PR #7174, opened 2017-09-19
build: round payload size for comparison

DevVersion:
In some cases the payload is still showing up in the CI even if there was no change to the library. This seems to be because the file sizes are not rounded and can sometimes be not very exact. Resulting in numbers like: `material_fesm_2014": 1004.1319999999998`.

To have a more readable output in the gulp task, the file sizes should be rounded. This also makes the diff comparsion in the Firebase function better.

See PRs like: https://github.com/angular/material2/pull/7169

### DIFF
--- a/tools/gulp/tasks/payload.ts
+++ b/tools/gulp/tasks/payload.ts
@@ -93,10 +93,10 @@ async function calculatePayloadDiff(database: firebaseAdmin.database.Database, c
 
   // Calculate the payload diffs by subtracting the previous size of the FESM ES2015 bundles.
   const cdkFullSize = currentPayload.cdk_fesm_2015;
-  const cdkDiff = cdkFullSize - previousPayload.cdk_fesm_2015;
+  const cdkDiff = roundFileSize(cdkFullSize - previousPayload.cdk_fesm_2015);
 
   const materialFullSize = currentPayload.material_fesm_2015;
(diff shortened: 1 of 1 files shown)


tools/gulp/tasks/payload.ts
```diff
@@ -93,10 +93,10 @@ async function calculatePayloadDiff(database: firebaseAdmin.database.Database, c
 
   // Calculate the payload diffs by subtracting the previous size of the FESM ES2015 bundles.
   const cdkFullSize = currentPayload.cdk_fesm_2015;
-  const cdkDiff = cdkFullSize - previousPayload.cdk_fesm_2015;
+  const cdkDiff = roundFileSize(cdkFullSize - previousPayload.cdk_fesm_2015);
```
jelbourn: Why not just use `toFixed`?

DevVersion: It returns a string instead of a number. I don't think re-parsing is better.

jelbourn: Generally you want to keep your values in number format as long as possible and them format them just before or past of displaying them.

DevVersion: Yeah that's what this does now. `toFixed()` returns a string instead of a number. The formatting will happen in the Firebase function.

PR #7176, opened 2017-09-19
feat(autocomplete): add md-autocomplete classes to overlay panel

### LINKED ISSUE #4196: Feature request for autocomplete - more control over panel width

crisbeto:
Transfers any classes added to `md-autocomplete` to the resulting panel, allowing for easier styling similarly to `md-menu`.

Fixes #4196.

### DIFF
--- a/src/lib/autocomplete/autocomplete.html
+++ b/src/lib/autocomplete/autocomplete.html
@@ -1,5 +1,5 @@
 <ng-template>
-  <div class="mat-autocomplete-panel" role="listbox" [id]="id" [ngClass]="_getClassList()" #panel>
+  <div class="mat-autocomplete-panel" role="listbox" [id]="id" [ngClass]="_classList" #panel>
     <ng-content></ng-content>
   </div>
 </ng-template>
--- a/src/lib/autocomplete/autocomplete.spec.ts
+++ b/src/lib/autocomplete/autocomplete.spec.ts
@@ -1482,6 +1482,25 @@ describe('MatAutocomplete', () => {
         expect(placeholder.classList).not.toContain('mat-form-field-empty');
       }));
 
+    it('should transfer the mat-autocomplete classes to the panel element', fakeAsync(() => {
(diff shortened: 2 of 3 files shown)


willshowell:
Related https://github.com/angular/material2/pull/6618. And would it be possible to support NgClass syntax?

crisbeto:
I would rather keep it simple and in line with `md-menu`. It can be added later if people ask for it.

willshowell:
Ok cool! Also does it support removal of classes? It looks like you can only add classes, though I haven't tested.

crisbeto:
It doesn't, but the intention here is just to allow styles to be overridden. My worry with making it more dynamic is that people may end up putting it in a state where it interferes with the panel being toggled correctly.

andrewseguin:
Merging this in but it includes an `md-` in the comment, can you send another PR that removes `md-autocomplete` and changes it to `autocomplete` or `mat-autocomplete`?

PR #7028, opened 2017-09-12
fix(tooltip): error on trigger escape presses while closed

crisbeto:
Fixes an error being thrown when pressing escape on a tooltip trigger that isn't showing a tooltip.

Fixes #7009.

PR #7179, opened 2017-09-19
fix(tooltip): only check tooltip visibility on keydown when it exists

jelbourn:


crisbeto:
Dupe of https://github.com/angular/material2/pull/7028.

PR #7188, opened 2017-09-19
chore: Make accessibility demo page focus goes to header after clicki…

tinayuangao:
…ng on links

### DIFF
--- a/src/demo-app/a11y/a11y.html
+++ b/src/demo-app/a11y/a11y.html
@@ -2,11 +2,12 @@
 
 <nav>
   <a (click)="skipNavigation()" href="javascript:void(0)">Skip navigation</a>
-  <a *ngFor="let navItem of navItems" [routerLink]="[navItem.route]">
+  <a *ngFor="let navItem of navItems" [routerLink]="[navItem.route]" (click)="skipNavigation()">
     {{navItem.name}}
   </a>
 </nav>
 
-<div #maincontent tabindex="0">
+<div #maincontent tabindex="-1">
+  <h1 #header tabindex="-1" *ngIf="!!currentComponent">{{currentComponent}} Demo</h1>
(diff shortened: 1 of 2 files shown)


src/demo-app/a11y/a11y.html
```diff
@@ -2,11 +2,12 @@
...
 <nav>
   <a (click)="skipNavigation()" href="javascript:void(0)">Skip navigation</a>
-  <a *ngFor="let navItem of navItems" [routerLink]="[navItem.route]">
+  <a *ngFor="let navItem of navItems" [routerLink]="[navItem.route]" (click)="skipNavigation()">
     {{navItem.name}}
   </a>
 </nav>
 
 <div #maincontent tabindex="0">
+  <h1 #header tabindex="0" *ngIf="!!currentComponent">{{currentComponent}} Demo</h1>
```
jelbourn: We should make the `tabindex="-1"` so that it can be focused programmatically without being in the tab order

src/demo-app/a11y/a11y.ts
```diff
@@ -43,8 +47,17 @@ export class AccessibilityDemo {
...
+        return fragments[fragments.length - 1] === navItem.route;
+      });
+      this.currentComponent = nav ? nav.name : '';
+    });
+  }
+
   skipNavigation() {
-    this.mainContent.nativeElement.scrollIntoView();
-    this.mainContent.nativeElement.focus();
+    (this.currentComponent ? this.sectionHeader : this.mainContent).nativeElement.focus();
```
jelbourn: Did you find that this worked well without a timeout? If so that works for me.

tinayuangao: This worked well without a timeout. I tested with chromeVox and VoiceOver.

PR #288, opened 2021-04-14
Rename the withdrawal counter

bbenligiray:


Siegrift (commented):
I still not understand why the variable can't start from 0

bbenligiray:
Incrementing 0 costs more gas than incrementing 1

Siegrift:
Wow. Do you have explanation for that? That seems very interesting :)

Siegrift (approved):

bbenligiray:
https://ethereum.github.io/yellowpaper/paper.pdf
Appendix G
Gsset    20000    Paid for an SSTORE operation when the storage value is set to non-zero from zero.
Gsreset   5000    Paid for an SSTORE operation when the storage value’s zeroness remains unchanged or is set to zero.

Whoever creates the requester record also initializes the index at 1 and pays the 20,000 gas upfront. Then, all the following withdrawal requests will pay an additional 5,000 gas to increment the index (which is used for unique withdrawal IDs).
_ _ _
[EXERCISE REQUIREMENTS] A single number is the whole answer here: the number of lines in the data that include "seems".

[EXERCISE SOLUTION] 2